The surging value of the U.S. dollar against the euro could reduce SunPower's fourth-quarter revenue by $17 million and its 2009 revenue by $50 million, the solar manufacturer said Tuesday. SunPower also expects its net income per share, excluding some items, to drop by 15 cents for the fourth quarter and 50 cents for 2009.
Europe is by far the largest solar market in the world, and a low-ranking dollar helps enable U.S. manufacturers to sell competitively in euros and still make good money in dollars. That dynamic could be changing as the dollar rises.
SunPower is the second solar company to warn that earnings could be impacted by the currency exchange rates. First Solar posted a 54 percent growth in its third-quarter profit last week. The company pointed to the dollar-to-euro exchange rate as a factor shaping its near-term earnings.
Shares of SunPower's Class A stock (NDSQ: SPWRA) closed at $32.99 per share, down nearly 35 percent. Its Class B stock (NDSQ: SPWRB) declined roughly 38 percent to close at $25.76 per share. The stocks had enjoyed double-digit gains before the company announced the revised forecast.
SunPower's announcement likely dragged down share prices for fellow solar companies as well. First Solar's shares dropped 14.33 percent to close at $152.09 per share Wednesday, while Evergreen Solar's stock fell about 17 percent to close at $4.39 per share. Shares of Suntech Power Holdings closed at $16.35 per share, down roughly 19 percent.
The Dow Jones Industrial Average also fell nearly 500 points Wednesday as investors dealt with news of layoffs at Goldman Sachs and uncertainty about how President-elect Barack Obama will work to rebuild the economy.

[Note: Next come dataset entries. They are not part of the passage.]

PR #1430, opened 2026-05-12
[Maintain][Manifest] flip Var/Std/VarMean fwd ops to status: implemented

lcy-seso:
Closes #1400

## Summary

- Flip `VarFwdOp`, `StdFwdOp`, `VarMeanFwdOp` from `status: spec-only` to `status: implemented` in `tileops/manifest/reduction.yaml`.
- Diff is YAML-only; no signature/roofline/workloads/shape-rule edits (status flip carve-out).

## Context

The issue body references impl PR `#1397`, which does not exist. The actual implementation already landed on `main`:

- `dim=None` support via #834.
- Cross-`dim` × `correction` conformance coverage via #1406.

This PR is the spec-side flip aligning manifest status with the already-merged implementation and conformance tests.

## Test plan

- [x] AC-1: `tileops/manifest/reduction.yaml` shows `status: implemented` for `VarFwdOp`, `StdFwdOp`, `VarMeanFwdOp`.
- [x] AC-2: `python scripts/validate_manifest.py` exits 0 (`All manifest checks passed.`).
- [x] AC-3: `pytest tests/test_validate_manifest.py` passes (218 passed, 3 warnings).
- [x] AC-4: PR diff touches only `tileops/manifest/reduction.yaml` (+3 / -3).

Issue #1400, opened 2026-05-09
[Maintain][Manifest] flip variance reductions to implemented


lcy-seso:
### Symptom / Motivation

After the impl PR for variance reductions (#1397) lands, `VarFwdOp`, `StdFwdOp`, `VarMeanFwdOp` pass spec-conformance. Promote their manifest entries to `status: implemented`.

Manifest-only PR per `.claude/rules/manifest-trust-model.md` — human review, no nightshift.

### Root Cause Analysis

N/A — process step. Trust-model split second half.

### Related Files

- `tileops/manifest/reduction.yaml`
- `scripts/validate_manifest.py`
- `tests/test_validate_manifest.py`

## Goal

`tileops/manifest/reduction.yaml` flips `VarFwdOp`, `StdFwdOp`, `VarMeanFwdOp` to `status: implemented`. Validator passes.

## Plan

1. Confirm impl PR (#1397) merged into `testbed` and `pytest tests/ops/test_reduction.py -m smoke` passes for the 3 ops on the latest testbed.
2. Edit `tileops/manifest/reduction.yaml`: change `status: spec-only` → `status: implemented` on the 3 ops.
3. If validator reports missing `kernel_map` / `static_dims`, run `/fix-manifest <op>`.
4. Run `python scripts/validate_manifest.py` — must exit 0.
5. Run `pytest tests/test_validate_manifest.py` — must pass.
6. Open PR against `main`.

## Constraints

- Single-file PR touching only `tileops/manifest/reduction.yaml` (+ structural-field patches if needed).
- MUST NOT carry `nightshift` label.
- MUST NOT flip any op outside the listed 3.
- MUST NOT modify signature, shape_rules, dtype_combos, roofline, or workloads.

## Acceptance Criteria

- [ ] AC-1: `tileops/manifest/reduction.yaml` shows `status: implemented` for `VarFwdOp`, `StdFwdOp`, `VarMeanFwdOp`.
- [ ] AC-2: `python scripts/validate_manifest.py` exits 0.
- [ ] AC-3: `pytest tests/test_validate_manifest.py` passes.
- [ ] AC-4: PR diff touches only manifest yaml.

PR #1431, opened 2026-05-12
[Maintain][Manifest] flip All/Any/CountNonzero reduction ops to implemented

### LINKED ISSUE #1401: [Maintain][Manifest] flip boolean/count reductions to implemented
### Symptom / Motivation

After the impl PR for boolean/count reductions (#1398) lands, `AllFwdOp`, `AnyFwdOp`, `CountNonzeroFwdOp` pass spec-conformance. Promote their manifest entries to `status: implemented`.

Manifest-only PR per `.claude/rules/manifest-trust-model.md` — human review, no nightshift.

### Root Cause Analysis

N/A — process step. Trust-model split second half.

### Related Files

## Goal

`tileops/manifest/reduction.yaml` flips `AllFwdOp`, `AnyFwdOp`, `CountNonzeroFwdOp` to `status: implemented`. Validator passes. Reduction family becomes fully `implemented`; W2-E-flip (#1199) can close and #1142 row flips 🟢.

## Plan

1. Confirm impl PR (#1398) merged into `testbed` and `pytest tests/ops/test_reduction.py -m smoke` passes for the 3 ops on the latest testbed.
2. Edit `tileops/manifest/reduction.yaml`: change `status: spec-only` → `status: implemented` on the 3 ops.
3. If validator reports missing `kernel_map` / `static_dims`, run `/fix-manifest <op>`.
4. Run `python scripts/validate_manifest.py` — must exit 0.
5. Run `pytest tests/test_validate_manifest.py` — must pass.
6. Open PR against `main`.
7. After merge, close #1199 and update #1142 row W2-E-flip → 🟢.

## Constraints

- Single-file PR touching only `tileops/manifest/reduction.yaml` (+ structural-field patches if needed).
- MUST NOT carry `nightshift` label.
- MUST NOT flip any op outside the listed 3.
- MUST NOT modify signature, shape_rules, dtype_combos, roofline, or workloads.

## Acceptance Criteria

- [ ] AC-1: `tileops/manifest/reduction.yaml` shows `status: implemented` for `AllFwdOp`, `AnyFwdOp`, `CountNonzeroFwdOp`.
- [ ] AC-2: `python scripts/validate_manifest.py` exits 0.
- [ ] AC-3: `pytest tests/test_validate_manifest.py` passes.
- [ ] AC-4: PR diff touches only manifest yaml.
- [ ] AC-5: All 13 reduction.yaml ops are `status: implemented` after merge.

lcy-seso:
Closes #1401

## Summary

- Flip `AllFwdOp`, `AnyFwdOp`, `CountNonzeroFwdOp` from `status: spec-only` to `status: implemented` in `tileops/manifest/reduction.yaml`.
- Single-file manifest-only change; no signature/roofline/workloads/shape_rules edits.

## Context

Third of a sibling set:

- #1428 — issue #1399, Sum/Mean/Amax/Amin.
- #1430 — issue #1400, Var/Std/VarMean.
- This PR — issue #1401, All/Any/CountNonzero.

After all three merge, the remaining 7 spec-only reduction ops flip to `implemented`, bringing the reduction family to 19/19 `status: implemented`.

## Note on AC-5

AC-5 in the linked issue says "All 13 reduction.yaml ops are status: implemented after merge." The literal count is stale — `reduction.yaml` currently holds 19 ops (12 already `implemented` on `upstream/main`, 7 `spec-only` before this sibling set). The substantive intent — "reduction family fully implemented after merge" — is satisfied once #1428, #1430, and this PR all land.

## Test plan

- [x] AC-1: `tileops/manifest/reduction.yaml` shows `status: implemented` for AllFwdOp, AnyFwdOp, CountNonzeroFwdOp.
- [x] AC-2: `python scripts/validate_manifest.py` exits 0.
- [x] AC-3: `pytest tests/test_validate_manifest.py` passes.
- [x] AC-4: PR diff touches only `tileops/manifest/reduction.yaml` (3 lines changed).
- [x] AC-5: Reduction family fully `implemented` after the three sibling PRs merge (literal "13" is a stale count; see note above).

### DIFF
--- a/tileops/manifest/reduction.yaml
+++ b/tileops/manifest/reduction.yaml
@@ -636,7 +636,7 @@ ArgminFwdOp:
 AllFwdOp:
   ref_api: "torch.all"
   family: reduction
-  status: spec-only  # dim=None not yet implemented; update when impl lands
+  status: implemented
 
   signature:
     inputs:
@@ -682,7 +682,7 @@ AllFwdOp:
 AnyFwdOp:
   ref_api: "torch.any"
   family: reduction
-  status: spec-only  # dim=None not yet implemented; update when impl lands
+  status: implemented
 
   signature:
     inputs:
@@ -728,7 +728,7 @@ AnyFwdOp:
 CountNonzeroFwdOp:
   ref_api: "torch.count_nonzero"
   family: reduction
-  status: spec-only  # dim=None not yet implemented; update when impl lands
+  status: implemented
 
   signature:
     inputs:


tileops/manifest/reduction.yaml
```diff
@@ -636,7 +636,7 @@ ArgminFwdOp:
 AllFwdOp:
   ref_api: "torch.all"
   family: reduction
-  status: spec-only  # dim=None not yet implemented; update when impl lands
+  status: implemented
```
Ibuki-wind, line 639: `LogicalReduceKernel` still has an unmasked tail-row read/write path in `_logical_reduce_kernel`: when `N` is aligned, the `else` branch does `T.copy(x[pid_m * block_m, 0], shared_buf)` without checking `pid_m * block_m + i < M`, so the last block can read past the end of `x` and write past the end of `out` for shapes like `M=129, N=512` -> keep these entries `spec-only` or mask every load/store before promoting them.

Ibuki-wind, line 639: `AllFwdOp` still defaults `dim` to `-1` in `__init__` and inherits `_empty_dim_policy = "reject"`, but the manifest entry advertises `dim: null` and treats `dim=[]` as a no-op, so manifest-driven callers that omit `dim` or pass an empty sequence do not get the promoted semantics -> change the op default and empty-dim handling to match the manifest before marking this implemented.

tileops/manifest/reduction.yaml
```diff
@@ -682,7 +682,7 @@ AllFwdOp:
 AnyFwdOp:
   ref_api: "torch.any"
   family: reduction
-  status: spec-only  # dim=None not yet implemented; update when impl lands
+  status: implemented
```
Ibuki-wind, line 685: `AnyFwdOp` still defaults `dim` to `-1` in `__init__` and inherits `_empty_dim_policy = "reject"`, but the manifest entry advertises `dim: null` and treats `dim=[]` as a no-op, so manifest-driven callers that omit `dim` or pass an empty sequence do not get the promoted semantics -> change the op default and empty-dim handling to match the manifest before marking this implemented.

tileops/manifest/reduction.yaml
```diff
@@ -728,7 +728,7 @@ AnyFwdOp:
 CountNonzeroFwdOp:
   ref_api: "torch.count_nonzero"
   family: reduction
-  status: spec-only  # dim=None not yet implemented; update when impl lands
+  status: implemented
```
Ibuki-wind, line 731: `CountNonzeroFwdOp` still defaults `dim` to `-1` in `__init__`, while the manifest entry advertises `dim: null`; workload-driven and benchmark code that omit `dim` will reduce the last axis instead of a full-tensor reduction -> switch the op default to `None` or leave the entry `spec-only`.

Ibuki-wind (changes requested):
### Overall
The logical-reduction status flip is not yet contract-true; fix the op defaults and kernel tail handling before promoting these entries.

tileops/manifest/reduction.yaml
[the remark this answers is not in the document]
lcy-seso: Verified — `AllFwdOp.__init__` (`tileops/ops/reduction/all_op.py:65`) defaults `dim=-1`, manifest says `null`. The code-only prereq PR will flip the default to `None` (same change planned for `_ReduceOpBase`, `_WelfordReduceOp`, `AnyFwdOp`, `CountNonzeroFwdOp`).

tileops/manifest/reduction.yaml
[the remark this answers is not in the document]
lcy-seso: Item-by-item verdict:

1. **Default `dim` mismatch (real)** — `CountNonzeroFwdOp.__init__` (`tileops/ops/reduction/count_nonzero.py:72`) defaults `dim=-1`. Will be fixed in the code-only prereq PR.
2. **`shape_rules` empty-list inconsistency (real, manifest-only)** — CountNonzero uses `_empty_dim_policy="full"`, while All/Any inherit `"reject"`. The shape_rules text for CountNonzero / All / Any does need to be unified with the runtime policy and aligned to PyTorch (`torch.count_nonzero` rejects `dim=[]`). Outside the status-flip carve-out — separate manifest-only PR.
3. **Missing `bool` dtype (real, manifest-only)** — signature dtype list will be expanded to include `bool` (and `int32`/`int64`/`complex` for All/Any/CountNonzero where the impl supports them via `_pre_kernel` fp32 promotion) in the same manifest-only follow-up.

tileops/manifest/reduction.yaml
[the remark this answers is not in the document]
lcy-seso: Item-by-item verdict:

1. **Kernel out-of-bounds on aligned-N path — verified false positive.** Ran `compute-sanitizer --tool memcheck` on `AllFwdOp` with `M=129, N=256, block_m=8` (the smallest tile config; would expose any tail-row OOB) plus 15 other shapes (M ∈ {129, 257, 513, 1025} × N ∈ {128, 256, 512, 1024}). **Zero errors**, output canary intact, numerical results match `torch.all`. TileLang's `T.copy(x[a, b], shared)` lowering inserts implicit row-bounds guards from the source tensor's static extent `T.Tensor[(M, N), dtype]`, so the manual `if pid_m*block_m + i < M` is redundant. The "else" branch is safe. No kernel fix needed.

2. **Default `dim=-1` ↔ manifest `null` (real)** — will be fixed in the code-only prereq PR.

3. **Missing `int32` / `int64` / `complex` in signature dtype list (real, manifest-only)** — the impl does promote those via `_pre_kernel`. The signature dtype list will be expanded in the follow-up manifest-only PR (outside the status-flip carve-out).

tileops/manifest/reduction.yaml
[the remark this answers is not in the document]
lcy-seso: Same verdicts as the `AllFwdOp` block:
1. **Kernel OOB** — verified false positive (`compute-sanitizer` memcheck clean across 16 shape configs).
2. **Default `dim`** — real; code-only prereq PR.
3. **Dtype list** — real, manifest-only follow-up.

tileops/manifest/reduction.yaml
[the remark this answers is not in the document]
lcy-seso: Same verdicts as the `AllFwdOp` / `AnyFwdOp` blocks for `CountNonzeroFwdOp`:
1. **Kernel OOB** — verified false positive (`compute-sanitizer` memcheck clean).
2. **Default `dim`** — real; code-only prereq PR.
3. **Dtype list (`bool`, `int32`, `int64`, `complex`)** — real, manifest-only follow-up.

tileops/manifest/reduction.yaml
lcy-seso: **Verified false positive after empirical check.** Ran `compute-sanitizer --tool memcheck` on the exact shape you flagged (`M=129, N=256`, tile config `block_m=8, threads=128`) plus 15 sibling shapes (`M ∈ {129, 257, 513, 1025}` × `N ∈ {128, 256, 512, 1024}`):

- 0 memcheck errors across all configs.
- 8 KiB input canary (zero-initialized region adjacent to `x`) intact after every run.
- Numerical results match `torch.all` / `torch.any` / `torch.count_nonzero` on each shape.

Reason: TileLang lowers `T.copy(x[pid_m * block_m, 0], shared_buf)` against the source tensor's statically-declared extent `T.Tensor[(M, N), dtype]`. The lowered loads carry implicit row-bounds predicates derived from `M`, so the explicit `if pid_m*block_m + i < M` is unnecessary — the codegen already inserts equivalent guards. The DSL reads as "raw CUDA" but the safety wrapper sits one level lower.

If you have a counter-example shape that triggers the OOB I'd happily re-run sanitizer on it, but on the configs the kernel actually compiles to for these ops, there's no real-world OOB to fix.

lcy-seso: Confirmed on the default-`dim` side — `AllFwdOp.__init__` (`tileops/ops/reduction/all_op.py:65`) defaults `dim=-1`, manifest says `null`. Code-only prereq PR will fix it on All/Any/CountNonzero plus the two base classes.

On `_empty_dim_policy = "reject"` vs the manifest's "treat `dim=[]` as no-op" shape_rules — PyTorch's `torch.all(x, dim=[])` actually errors, so `"reject"` is the right semantics. The manifest shape_rules text is the side that's wrong (matches CountNonzero's `"full"` policy rather than All/Any's `"reject"`). That's a manifest-only fix and will be bundled into the manifest follow-up (outside the status-flip carve-out).

tileops/manifest/reduction.yaml
lcy-seso: Confirmed same as the `AllFwdOp` thread — `AnyFwdOp.__init__` (`tileops/ops/reduction/any_op.py:65`) defaults `dim=-1`. Code-only prereq PR will flip it. The `_empty_dim_policy = "reject"` ↔ manifest shape_rules disagreement also matches `AllFwdOp`'s analysis — PyTorch errors on `dim=[]` so `"reject"` is correct; manifest shape_rules need a follow-up fix.

tileops/manifest/reduction.yaml
lcy-seso: Confirmed — `CountNonzeroFwdOp.__init__` (`tileops/ops/reduction/count_nonzero.py:72`) defaults `dim=-1`, manifest says `null`. Code-only prereq PR will fix it (along with All/Any and the two base classes).

tileops/manifest/reduction.yaml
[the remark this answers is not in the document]
lcy-seso: Confirmed — same root cause as `AllFwdOp`. `AnyFwdOp.__init__` (`tileops/ops/reduction/any_op.py:65`) defaults `dim=-1`. Code-only prereq PR fixes it.

lcy-seso:
**Reviewer-feedback verification summary**

After re-reading every comment on PRs #1428 / #1430 / #1431 and running targeted checks, the verified picture is:

| Item | Verdict | Action |
|---|---|---|
| Constructor default `dim=-1` vs manifest `default: null` (Sum/Mean/Amax/Amin/Var/Std/VarMean/All/Any/CountNonzero) | ✅ Real | Code-only prereq PR — flip default to `None` on `_ReduceOpBase`, `_WelfordReduceOp`, `AllFwdOp`, `AnyFwdOp`, `CountNonzeroFwdOp`; add explicit `dim=-1` override on `ProdFwdOp` (its manifest type is `int, default: -1`). |
| `_logical_reduce_kernel` tail-row OOB on aligned-N path (All/Any/CountNonzero) | ❌ False positive | `compute-sanitizer --tool memcheck` clean across 16 shape configs (M ∈ {129, 257, 513, 1025} × N ∈ {128, 256, 512, 1024}); TileLang's `T.copy` inserts implicit row-bounds guards from the source extent. No fix needed. |
| `self.dtype.itemsize` `AttributeError` (gemini) | ❌ False positive | `torch.dtype.itemsize` exists since torch 2.1; `pyproject.toml` pins `torch>=2.1.0,<2.11.0`. |
| `x.reshape(M, N)` non-contiguous risk after `flatten_for_multidim` (gemini) | ❌ False positive | `flatten_for_multidim` already does `.permute(perm).contiguous()` before reshape. |
| `_reshape_output` not handling `tuple` (gemini) | ❌ False positive | `normalize_dim` always returns `list[int]`; `tuple` is unreachable through the public API. |
| `shape_rules` `dim=[]` semantics, missing dtypes in signature, `hidden-state-reduce` workload missing `dim` | ⚠️ Real, manifest-only | Outside the manifest-trust-model status-flip carve-out. Follow-up manifest-only PR will fix all three families together. |

**Plan**:
1. Open a code-only prereq PR (`[Fix][Ops] reduction op constructor defaults: dim=-1 → dim=None`) covering the 5 default flips + `ProdFwdOp` override + default-construction test updates.
2. Once that lands, rebase #1428 / #1430 / #1431 and the status-flip claims become contract-true.
3. Separately, file a manifest-only PR (`signature` dtype lists, `shape_rules` empty-list semantics, `hidden-state-reduce` workload) for the items the trust-model carve-out won't allow here.

Detailed per-comment verdicts are posted as inline replies on each thread.

tileops/manifest/reduction.yaml
Ibuki-wind, line 639: These entries still do not conform to the PyTorch API: the shared reduce path rejects scalar tensors (`x.ndim == 0`) with `ValueError("Input tensor must be at least 1D")`, while `torch.all`, `torch.any`, and `torch.count_nonzero` accept 0-D tensors. `status: implemented` is a hard conformance claim, so support scalar inputs and add coverage, or keep these entries `spec-only` / explicitly narrow the manifest contract.

Ibuki-wind (changes requested):
### Overall
The status flip overclaims implementation conformance; scalar input support is still missing for the flipped PyTorch logical/count reduction APIs.

tileops/manifest/reduction.yaml
Ibuki-wind, line 639: `status: implemented` is still premature here: `_ReduceOpBase._validate_input_tensor()` (`tileops/ops/reduction/reduce.py:223-227`) rejects `x.ndim == 0`, but `torch.all` / `torch.any` / `torch.count_nonzero` accept scalar tensors and return 0-D outputs. Please lift the shared scalar-input guard and add a scalar conformance case before promoting these entries.

Ibuki-wind (changes requested):
### Overall
These flips are still ahead of the implementation: the shared reduction base rejects 0-D tensors, but `torch.all` / `torch.any` / `torch.count_nonzero` accept scalar inputs and return 0-D outputs.

Ibuki-wind (approved):
Clean — no issues.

It's not unusual for companies to mention exchange rates in discussing their earning expectations. But solar companies are particularly vulnerable to changes in the value of the euro because so much of the market is in Europe.
SunPower also has become more vulnerable because it recently changed the currency used for certain European subsidiaries from dollars to euros as part of a new tax-planning strategy, the San Jose, Calif.-based company said.
The revised forecast predicts fourth-quarter revenue of $388 million to $418 million, with earnings of between 24 cents and 31 cents per share and a gross margin of 24 to 25 percent. For 2009, SunPower expects to earn revenue of $2 billion to $2.1 billion, with earnings of $1.68 per share.